PR #1104, opened 2024-03-27
api/v1: Blueprint description is optional

ezr-ondrej:


ezr-ondrej:
:green_apple: @lzap any comments? :)

lzap (approved):
No comments, tho I prefer using empty strings in Go in general as pointers are bug prone. This is fine, it follows good practice in OpenAPI I guess. TY

ezr-ondrej:
> OpenAPI I guess

yeah when not required, it does get generated as pointer  :/

Issue #115, opened 2014-10-07
Interpolation markup


jeton:
Hey guys, 

Really nice job. Just a quick one, and probably edge-case. Have you guys thought about abstracting out the interpolation markup in the bootstrap decorator html files? I'm a python django user and can't use the default {{ }} syntax. 

I guess it's not a problem for me to change if I fork, edit the html files and re-gulp it.

mayaboy:
Hi All
Sorry for reopening this.
Could you explain to me how and where replace the {{ }} ?
I downloaded  the schema-form.js but I couldn't find any trace of {{ }} , except in the var defaultMessages 
Is it something I have to change in the dependencies files?
In my app, I'm using a custom interpolation using this approach:
.config(function($interpolateProvider) {
    $interpolateProvider.startSymbol('{[{');
    $interpolateProvider.endSymbol('}]}');
  })

Thanks for your help.

mayaboy:
I found it
I'm changing the bootstrap-decorator.js

vishnucr:
Hey, i have the same problem, i need to change the default interpolation. because i'm using python django. what should i do, ?

PR #116, opened 2014-10-07
Jeton's interpolation provider

jeton:
Relating to my previously stated issue (https://github.com/Textalk/angular-schema-form/issues/115) I have edited the template files, removing all references to hardcoded interpolation markup. I have also create a directive to be able to set a type and placeholder attrs of an input field without the need to for interpolation markup (default.html).


dmi3000:
What ever happened to this code? I can't seem to pull down any version that contains it.

davidlgj:
No it did not. Basically it's not the right solution either, not using expressions cripples us alot. And will be hard to enforce on third party add-ons. Especially when moving to bind once variants found in Angular 1.3. 

A better solution is to search and replace {{}} in the templates with something else and use the $interpolatipnProvider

========

Work to complete: An exact restatement of the data is required.

Task response:
PR #1104, opened 2024-03-27
api/v1: Blueprint description is optional

ezr-ondrej:


ezr-ondrej:
:green_apple: @lzap any comments? :)

lzap (approved):
No comments, tho I prefer using empty strings in Go in general as pointers are bug prone. This is fine, it follows good practice in OpenAPI I guess. TY

ezr-ondrej:
> OpenAPI I guess

yeah when not required, it does get generated as pointer  :/

Issue #115, opened 2014-10-07
Interpolation markup


jeton:
Hey guys, 

Really nice job. Just a quick one, and probably edge-case. Have you guys thought about abstracting out the interpolation markup in the bootstrap decorator html files? I'm a python django user and can't use the default {{ }} syntax. 

I guess it's not a problem for me to change if I fork, edit the html files and re-gulp it.

mayaboy:
Hi All
Sorry for reopening this.
Could you explain to me how and where replace the {{ }} ?
I downloaded  the schema-form.js but I couldn't find any trace of {{ }} , except in the var defaultMessages 
Is it something I have to change in the dependencies files?
In my app, I'm using a custom interpolation using this approach:
.config(function($interpolateProvider) {
    $interpolateProvider.startSymbol('{[{');
    $interpolateProvider.endSymbol('}]}');
  })

Thanks for your help.

mayaboy:
I found it
I'm changing the bootstrap-decorator.js

vishnucr:
Hey, i have the same problem, i need to change the default interpolation. because i'm using python django. what should i do, ?

PR #116, opened 2014-10-07
Jeton's interpolation provider

jeton:
Relating to my previously stated issue (https://github.com/Textalk/angular-schema-form/issues/115) I have edited the template files, removing all references to hardcoded interpolation markup. I have also create a directive to be able to set a type and placeholder attrs of an input field without the need to for interpolation markup (default.html).


dmi3000:
What ever happened to this code? I can't seem to pull down any version that contains it.

davidlgj:
No it did not. Basically it's not the right solution either, not using expressions cripples us alot. And will be hard to enforce on third party add-ons. Especially when moving to bind once variants found in Angular 1.3. 

A better solution is to search and replace {{}} in the templates with something else and use the $interpolatipnProvider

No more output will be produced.